# Chef's Choice 615 Meat-Cheese-Bread slicer.... Roast Beef and Lox Q-views



## daveomak (Dec 31, 2012)

Bride saw the need for a new slicer and Christmas was the time to "Surprise" me with this beauty... It is AWESOME....   

Easy to take apart and clean...  The only tool needed is a quarter for removing the blade.... Genius on the designers part I must add...

The meat tray slides out by turning the knob past zero.... Another genius design.... 













Slicer 3.jpg



__ daveomak
__ Dec 31, 2012






Where the meat is hung up on the little black blade scraper, it just pulls out for cleaning.....

The cantilever design of the sliding table and having the motor up in the air, makes slicing

and meat stacking, on the handy plate that comes with it, a dream to drive.....   













Slicer 2.jpg



__ daveomak
__ Dec 31, 2012






The sliding plate leaves about 9 1/2" clearance to the blade.... Enough room to slice bacon

and other thick pieces easily.... No more cutting things in half to get on the sliding table.....

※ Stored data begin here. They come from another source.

PR #415, opened 2019-03-06
Adding reconfigure on delete

### LINKED ISSUE #413: Configuration isn't reapplied after service deletion
In my cluster, we are adding and removing layer-2 address-pools fairly frequently.  Sometimes we accidentally update the configuration to remove an address pool before the last service using the pool has released it.  Since MetalLB doesn't re-read the ConfigMap after the service is deleted, we need to push the unchanged ConfigMap again to trigger a reload.

After reading the code, I *think* the right thing to do is trigger a reload of the ConfigMap with SetConfig() within the main controller after the deletion has happened.  I'm thinking around line 98

https://github.com/google/metallb/blob/e5dd238516dbc6ed39c08965ea7594a20da374c1/controller/main.go#L98

Before I tackle this and offer a PR, can someone more familiar with this codebase comment on the approach?  Is there a better place for this behavior?  Is there a better function to call?

alexlovelltroy:
My first PR attempting a one-line change to address automatic reconfiguration after deleting a Service LoadBalancer

Fixes #413 

maybe...

### DIFF
--- a/controller/main.go
+++ b/controller/main.go
@@ -98,6 +98,7 @@ func (c *controller) SetBalancer(l log.Logger, name string, svcRo *v1.Service, _
 func (c *controller) deleteBalancer(l log.Logger, name string) {
 	if c.ips.Unassign(name) {
 		l.Log("event", "serviceDeleted", "msg", "service deleted")
+		c.SetConfig(l, c.config)
 	}
 }
 


controller/main.go
```diff
@@ -98,6 +98,7 @@ func (c *controller) SetBalancer(l log.Logger, name string, svcRo *v1.Service, _
 func (c *controller) deleteBalancer(l log.Logger, name string) {
 	if c.ips.Unassign(name) {
 		l.Log("event", "serviceDeleted", "msg", "service deleted")
+		c.SetConfig(l, c.config)
```
dave-tock: Sadly, this is not going to do it. The "reprocess all other services for changes" logic happens in the caller of these functions, in `internal/k8s/`. That package contains all the k8s goop to talk to the cluster and fire these callbacks. In particular, when SetConfig returns, it returns true if the config load was successful, and the framework in internal/k8s interprets that to mean "okay I need to fire SetBalancer for all known services in case they changed".

We need to effectively do something similar for the SetBalancer calls from internal/k8s, i.e. give it a way to say "this was successful (which is the current true/false return), and also please trigger a reprocess of all other services"

Several ways to do that. One would be to make DeleteBalancer its own call in the internal/k8s interface, so that it just Knows to reprocess all services on successful delete. Another would be to make SetBalancer return two bools, (success, processAll). Success is true if the update was processed correctly (false triggers a backoff+retry), processAll is this new signal that does a similar behavior to SetConfig.

I'm okay with either of these approaches, with a _slight_ preference for making DeleteBalancer a first-class method in the internal/k8s interface. WDYT?

alexlovelltroy: Ahhh.  I wondered about the interaction between this and internal/k8s/k8s.go.

When I looked at it though, it wasn't clear to me where to add a DeleteBalancer call in there.  If I understand the flow, when a Service is deleted from kubernetes k8s/k8s.go will receive a notification as cfg.ServiceChanged.  Is that right?

danderson: Yeah, the way internal/k8s works is that it subscribes to information about a bunch of objects (all Service and Endpoints objects in the cluster). When you delete a service, the sync logic receives an event for that service name, looks it up, and the client says "no such object". At which point we call ServiceChanged with a nil object, and the code in controller+speaker interpret that as "oh the service doesn't exist any more."

look for the sync() function in internal/k8s/k8s.go, that's the meat of it. In the svcKey case, there's an `if !exists` branch. That's where you'd want to invoke this new cfg.ServiceDeleted callback, rather than cfg.ServiceChanged as it does today.

danderson:
Implemented this myself. Deleting an LB now reprocesses all known services, to try and reassign the freed IP.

It has a great paint job.... No nooks and crannies for stuff to get hung up in.... The smooth

edge blade slices very thin.....  Haven't tried the scalloped blade yet....   don't know which

blade works best on what, except the reviews stated, "smooth blade for thinly sliced meats"...













Slicer 1.jpg



__ daveomak
__ Dec 31, 2012






Found a big round tip roast for $2.49... Smoked to 135, wrapped in foil and left on the porch

cooling rack over night.... It was 22 deg...  The roast was previously cut in half like a dinner roll

to get it sandwich size before smoking... What you see is half the roast....  Smokes up easier

when cut in half..... and faster..... 













Roast out of the Smoker 1.jpg



__ daveomak
__ Dec 31, 2012






Here is the sliced up roast..... Very thin.... perfect for sammies...  This slicer is a keeper.....













Roast Sliced 1.jpg



__ daveomak
__ Dec 31, 2012






Here is some Sockeye I made into Nova Lox last week using bbally's recipe.... great recipe!!!

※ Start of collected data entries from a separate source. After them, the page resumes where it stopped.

Issue #422, opened 2019-04-06
Match BGP connection source address to router ID


briantopping:
### What happened: 
Peering BIRD and MLB on the same host node was possible by fiddling with the addresses that BIRD and MLB expect to see each other on. The processes were peering, but the origin for the propagated routes from MLB was somehow showing as the upstream peer to the BIRD instance, not the BIRD host itself. This caused routing loops as soon as the unaggregated MLB routes were propagated.

### What you expected to happen:
The goal was that the upstream would know what host to direct traffic at per address. But with the routing loop, there was no way to get that properly working.

### Resolution
Forthcoming small patch will set the source address of the TCP connection to the router ID specified in configuration, rather than relying on the Go resolver to provide one. With the patch, MLB connects to BIRD from the matching router ID. This apparently avoids some issue that might more properly be rejected by it for a session opening.

russellb:
The associated PR was closed over a year ago, so I assume this issue is no longer needed.

briantopping:
@russellb Problem still exists, unfortunately. I just keep manually patching on my end when I need to upgrade.

russellb:
> @russellb Problem still exists, unfortunately. I just keep manually patching on my end when I need to upgrade.

Sorry about that.  I'm closing stuff a bit quickly in a cleanup round.  Should the PR be reopened then?  Is that the patch you're carrying to make your environment work at each upgrade?

briantopping:
> Should the PR be reopened then? Is that the patch you're carrying to make your environment work at each upgrade?

Probably. I don't remember what the objections were, but I've been using it cleanly for a long time.

russellb:
> > Should the PR be reopened then? Is that the patch you're carrying to make your environment work at each upgrade?
> 
> Probably. I don't remember what the objections were, but I've been using it cleanly for a long time.

It looks like more of a misunderstanding about whether it was still needed?

briantopping:
Not really sure. I could update the PR if that's desirable.

briantopping:
Closed in deference to #670

PR #423, opened 2019-04-06
Fix for #422: originate sessions from the interface matching the router ID

briantopping:
See #422

### DIFF
--- a/internal/bgp/bgp.go
+++ b/internal/bgp/bgp.go
@@ -168,7 +168,15 @@ func (s *Session) connect() error {
 	ctx, cancel := context.WithTimeout(context.Background(), 10*time.Second)
 	defer cancel()
 	deadline, _ := ctx.Deadline()
-	conn, err := dialMD5(ctx, s.addr, s.password)
+
+	laddr := "[::]:0"
+	if (s.routerID.To4() != nil) {
+		laddr = fmt.Sprintf("%s:0", s.routerID.String())
+	} else if (s.routerID.To16() != nil) {
+		laddr = fmt.Sprintf("[%s]:0", s.routerID.String())
+	}
+
+	conn, err := dialMD5(ctx, laddr, s.addr, s.password)
 	if err != nil {
 		return fmt.Errorf("dial %q: %s", s.addr, err)
 	}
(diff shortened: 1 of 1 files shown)


internal/bgp/bgp.go
```diff
@@ -168,7 +168,15 @@ func (s *Session) connect() error {
 	ctx, cancel := context.WithTimeout(context.Background(), 10*time.Second)
 	defer cancel()
 	deadline, _ := ctx.Deadline()
-	conn, err := dialMD5(ctx, s.addr, s.password)
+
+	laddr := "[::]:0"
+	if (s.routerID.To4() != nil) {
+		laddr = fmt.Sprintf("%s:0", s.routerID.String())
+	} else if (s.routerID.To16() != nil) {
```
danderson: Router IDs cannot be IPv6 addresses in BGP, so I think you can remove this branch. `s.routerID != nil` should imply `To4() != nil`

internal/bgp/bgp.go
```diff
@@ -168,7 +168,15 @@ func (s *Session) connect() error {
...
+		laddr = fmt.Sprintf("[%s]:0", s.routerID.String())
```
danderson: The BGP spec doesn't require the router ID to match any local interfaces. What happens if I specify a router ID of 1.2.3.4, and that address doesn't exist locally? I think there needs to be another check here, to see if the router ID is actually configured on a local interface (`net.Interfaces()` lets you find that out).

briantopping:
Thanks @danderson, the problem arose in peering with BIRD 2.0.2 ( I didn’t test other versions) where BIRD would get extremely confused about upstream routes if the source address of the socket conflicted with another router that was using that address as a router ID. 

I filed the issue with BIRD as well (seems this is done on their users list). The response there was a mild irritation about addresses that are not on interfaces. I think there is some merit to this perspective. I spent some time with the BIRD source, but it’s Autotools-based and CLion was having none of it. It uses a bison/flex stack to execute their filter language and I simply wasn’t able to crack the parse tree executor to figure out where a fix was on that end. 

You may be correct that these additional lines are unnecessary to interoperate with vendor gear that does not run containers on the same node, but it’s a slightly more challenging situation when routes are being sourced from the same hardware that the routing protocol instance is running on. Cisco has a commodity hardware router stack, but I don’t have a license to test it. 

It may be that this patch is less concerning behind a feature flag. I’m happy to add that if you wish.

briantopping:
Was there something about the PR that was out-of-spec or was the fix applied without this source? Just curious why it was closed with no comment.

danderson:
Sorry, I was going through inactive PRs and closing them. I assumed you'd dropped this, clearly mistakenly!

Reading back, I didn't think you were blocked on anything, but it sounds like I'm reading wrong. Sorry! What do you need from me to get this submitted?

briantopping:
No worries! 

I don’t remember what I solved with it, I was just trying to figure out if there was some problem with the PR or it was already applied. Was mostly trying to help others avoid the same trap.

briantopping:
Not exactly sure, I will have to look through the branch.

*http://www.smokingmeatforums.com/forum/thread/87043/making-lox-a-picture-guide*

sliced it up on the slicer also.....

For those that don't know Sockeye, that meat is not dyed like farm raised salmon.... That is

the natural color of the meat in the fish.... And it is good.... Real good... Don't get no better

than that..... Amen....   













Lox Sliced Thin 1.jpg



__ daveomak
__ Dec 31, 2012






Well, Dave is one happy camper having the new slicer..... Improves the food, believe it or not....

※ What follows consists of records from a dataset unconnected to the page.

PR #428, opened 2019-04-23
Remove vendor

miekg:
This removes the vendor directory and only depends on mod.go to pull
down the dependencies.

I'm not 100% what a combined go modules and vendor dir does (maybe do
you? If so just close this PR).


danderson:
go.mod + vendor just makes the build compatible with non-module-aware versions of Go, `go mod vendor` builds vendor/ based on the contents of modules.

Now that modules have been around for a while, I think it's fine to delete the vendor/ dir. Maybe someday I'll go back and do a hard history edit to drop the hundreds of MiB of crap :)

PR #429, opened 2019-04-23
Remove Trailing YAML Section Delimiter

byronmccollum:
The trailing YAML section delimiter causes some YAML parsers to fail when parsing the file. This can be seen with the Ansible K8S module specifically:

https://github.com/ansible/ansible/issues/47081#issuecomment-451982493


danderson:
This file is autogenerated from the Helm chart, so this change will get reverted next time I generate the manifest. Fixed with f1de6b2c instead.

PR #436, opened 2019-05-24
Update the ASNs to match the tutorial-1.yaml manifest

AshleyDumaine:
Was running through the tutorial for BGP mode on minikube and saw that the ASNs in the snippet were incorrect compared to the tutorial-1.yaml manifest. This should fix that.


danderson:
Thank you!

If you are looking at slicers, I don't know what you are looking for.... this thing fills all my needs

and them some, in the slicer department that is.......    

Dave


----------



## stovebolt (Dec 31, 2012)

Good score, Dave. You must be doing something right. Fine looking machine.

Chuck


----------



## fpnmf (Dec 31, 2012)

Congrats!!

  Looking good!!!

      Craig


----------



## diggingdogfarm (Dec 31, 2012)

Looks great, Dave!


~Martin


----------



## sound1 (Dec 31, 2012)

Good Catch, that Lox looks awesome. I have the 667 and recently purchased the scalloped blade. Works awesome on breads and the like.


----------



## go4abliss (Dec 31, 2012)

wow, the sockeye looks great! Waiting for springer season........


----------



## daveomak (Dec 31, 2012)

stovebolt said:


> Good score, Dave. You must be doing something right. Fine looking machine.
> 
> Chuck


I think Bride was tired of everything being sliced thick on the old Rival machine.... Couldn't have been something I did.....
	

	
	
		
		



		
			







fpnmf said:


> Congrats!!
> 
> Looking good!!!
> 
> Craig


thanks Craig...


DiggingDogFarm said:


> Looks great, Dave!
> 
> 
> ~Martin


thanks Martin... 


Sound1 said:


> Good Catch, that Lox looks awesome. I have the 667 and recently purchased the scalloped blade. Works awesome on breads and the like.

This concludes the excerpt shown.